START RECORDS TO USE
PR #5045, opened 2026-05-26
[DNM] Downgrade RootlessKit

AkihiroSuda:
For analyzing:
- #5030


AkihiroSuda:
The CI still fails with the same error as #5030, even after downgrading RootlessKit to v2.3.6 and installing slirp4netns: https://github.com/lima-vm/lima/actions/runs/26463606367/job/77917852538?pr=5045

This implies that RootlessKit v3.0 is innocent.

PR #5050, opened 2026-05-26
Add user to systemd-journal group so journalctl --user works

### LINKED ISSUE #5047: Add the user to `systemd-journal` group by default so that `journalctl --user` works
Currently `journalctl --user` does not work in the default setup:
```console
$ journalctl  --user
Hint: You are currently not seeing messages from the system.
      Users in groups 'adm', 'systemd-journal' can see all messages.
      Pass -q to turn off this notice.
No journal files were opened due to insufficient permissions.
```

Note: non-systemd distributions do not have `systemd-journal`

AkihiroSuda:
Adds a boot script that adds the default user to the "systemd-journal" group on systemd-based distributions, so that `journalctl --user` works out of the box instead of failing with "No journal files were opened due to insufficient permissions".

The "systemd-journal" group only exists on systemd-based distributions, so the script guards on its existence with getent and is a no-op elsewhere (e.g. Alpine).

Fixes https://github.com/lima-vm/lima/issues/5047

 - --
Note: used Claude

### DIFF
--- a/pkg/cidata/cidata.TEMPLATE.d/boot.Linux/00-systemd-user-group.sh
+++ b/pkg/cidata/cidata.TEMPLATE.d/boot.Linux/00-systemd-user-group.sh
@@ -1,0 +1,17 @@
+#!/bin/sh
+
+# SPDX-FileCopyrightText: Copyright The Lima Authors
+# SPDX-License-Identifier: Apache-2.0
+
+set -eu
+
+# If the UID is in 1...999 ("system users"), add the user to the "systemd-journal"
+# group so that `journalctl --user` works out of the box, without failing with
+# "No journal files were opened due to insufficient permissions".
+# https://github.com/lima-vm/lima/issues/5047
+# The "systemd-journal" group only exists on systemd-based distributions,
+# so this is a no-op elsewhere.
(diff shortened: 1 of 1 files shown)


unsuman (dismissed):
Thanks!

pkg/cidata/cidata.TEMPLATE.d/boot.Linux/00-systemd-user-group.sh
```diff
@@ -0,0 +1,17 @@
...
+
+# Add the user to the "systemd-journal" group so that `journalctl --user` works
+# out of the box, without failing with "No journal files were opened due to
+# insufficient permissions".
+# https://github.com/lima-vm/lima/issues/5047
+#
+# The "systemd-journal" group only exists on systemd-based distributions,
+# so this is a no-op elsewhere.
+getent group systemd-journal >/dev/null 2>&1 || exit 0
+
```
afbjorklund, line 16: Could add a check if LIMA_CIDATA_UID is 1000 or more, then it should not be needed either

AkihiroSuda: done

jandubois (approved):
Thanks, LGTM

PR #5051, opened 2026-05-26
CI: remove `--memory 1` to avoid potential OOM

AkihiroSuda:


AkihiroSuda:
I thought this may fix #5030, but it doesn't 😞

unsuman:
> I thought this may fix #5030, but it doesn't 😞

I’ve tried this before but I failed

PR #5054, opened 2026-05-27
fix: reject parent directory template locators

immanuwell:
It fixes tiny edge case

`base: ..` slipped past the parent-dir check because it only looked for `../`. That lets `limactl template copy` absolutize it to the parent of the template dir.

Repro on main:
```bash
tmpdir=$(mktemp -d)
printf "base: ..\n" > "$tmpdir/template.yaml"
limactl template copy "$tmpdir/template.yaml" -
```

This prints a parent path instead of rejecting it. now it errors, same vibe as `../base.yaml`.

Tests:
```bash
go test ./...
```

### DIFF
--- a/pkg/limatmpl/abs.go
+++ b/pkg/limatmpl/abs.go
@@ -11,6 +11,7 @@ import (
 	"path"
 	"path/filepath"
 	"runtime"
+	"slices"
 	"strings"
 
 	"github.com/lima-vm/lima/v2/pkg/localpathutil"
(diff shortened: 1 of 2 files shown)


pkg/limatmpl/abs.go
END RECORDS TO USE
EXERCISE =
Please state how many lines in the entries include the string "same", giving no more than the number.

ANSWER AREA =
2